==== INFORMATION ====
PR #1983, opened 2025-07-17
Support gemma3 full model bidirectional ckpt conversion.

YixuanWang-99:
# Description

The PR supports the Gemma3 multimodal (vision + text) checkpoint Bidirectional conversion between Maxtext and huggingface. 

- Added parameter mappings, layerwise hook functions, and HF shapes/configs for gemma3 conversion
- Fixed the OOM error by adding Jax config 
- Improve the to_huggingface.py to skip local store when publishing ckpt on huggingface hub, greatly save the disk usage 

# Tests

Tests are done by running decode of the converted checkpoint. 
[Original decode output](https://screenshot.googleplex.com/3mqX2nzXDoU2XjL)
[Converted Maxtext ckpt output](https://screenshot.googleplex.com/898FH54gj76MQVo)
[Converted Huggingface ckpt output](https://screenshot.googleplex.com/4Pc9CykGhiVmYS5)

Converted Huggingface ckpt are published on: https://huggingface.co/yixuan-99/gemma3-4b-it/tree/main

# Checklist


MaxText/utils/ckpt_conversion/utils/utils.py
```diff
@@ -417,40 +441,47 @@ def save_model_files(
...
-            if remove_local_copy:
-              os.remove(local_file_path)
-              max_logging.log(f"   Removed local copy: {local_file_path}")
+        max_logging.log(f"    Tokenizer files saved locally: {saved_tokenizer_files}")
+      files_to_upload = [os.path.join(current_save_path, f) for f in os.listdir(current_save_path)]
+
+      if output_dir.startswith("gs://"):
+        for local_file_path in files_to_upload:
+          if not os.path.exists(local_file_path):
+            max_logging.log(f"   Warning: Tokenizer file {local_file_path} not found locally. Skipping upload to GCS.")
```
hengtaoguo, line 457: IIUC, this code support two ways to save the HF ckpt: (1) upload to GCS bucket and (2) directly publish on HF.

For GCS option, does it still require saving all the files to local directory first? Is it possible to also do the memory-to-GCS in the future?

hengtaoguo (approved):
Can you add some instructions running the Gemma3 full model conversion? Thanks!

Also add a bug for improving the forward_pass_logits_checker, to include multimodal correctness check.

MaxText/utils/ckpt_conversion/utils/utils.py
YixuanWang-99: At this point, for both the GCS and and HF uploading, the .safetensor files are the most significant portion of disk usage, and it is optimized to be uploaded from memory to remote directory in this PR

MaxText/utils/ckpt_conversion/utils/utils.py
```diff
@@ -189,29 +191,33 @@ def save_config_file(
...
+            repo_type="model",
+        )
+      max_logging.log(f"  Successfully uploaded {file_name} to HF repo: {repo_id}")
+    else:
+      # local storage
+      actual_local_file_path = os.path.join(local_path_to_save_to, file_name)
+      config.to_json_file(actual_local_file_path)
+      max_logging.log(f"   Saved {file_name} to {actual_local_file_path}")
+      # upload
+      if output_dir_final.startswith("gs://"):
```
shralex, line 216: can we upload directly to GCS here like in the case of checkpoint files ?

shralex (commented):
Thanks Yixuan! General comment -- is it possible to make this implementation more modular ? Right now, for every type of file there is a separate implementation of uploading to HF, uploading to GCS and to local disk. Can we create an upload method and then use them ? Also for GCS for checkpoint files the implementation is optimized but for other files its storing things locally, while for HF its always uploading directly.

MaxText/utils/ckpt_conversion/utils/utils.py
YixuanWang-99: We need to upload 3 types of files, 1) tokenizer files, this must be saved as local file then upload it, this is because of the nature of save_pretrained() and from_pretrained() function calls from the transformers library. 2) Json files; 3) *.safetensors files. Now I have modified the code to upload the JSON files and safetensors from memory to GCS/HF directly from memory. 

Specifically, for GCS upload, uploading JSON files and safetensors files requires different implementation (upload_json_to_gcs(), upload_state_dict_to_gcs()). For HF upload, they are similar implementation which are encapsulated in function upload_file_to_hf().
====
Wherever a line contains the string "screenshot", copy that line from the data.

SOLUTION TO THIS EXERCISE
[Original decode output](https://screenshot.googleplex.com/3mqX2nzXDoU2XjL)
[Converted Maxtext ckpt output](https://screenshot.googleplex.com/898FH54gj76MQVo)
[Converted Huggingface ckpt output](https://screenshot.googleplex.com/4Pc9CykGhiVmYS5)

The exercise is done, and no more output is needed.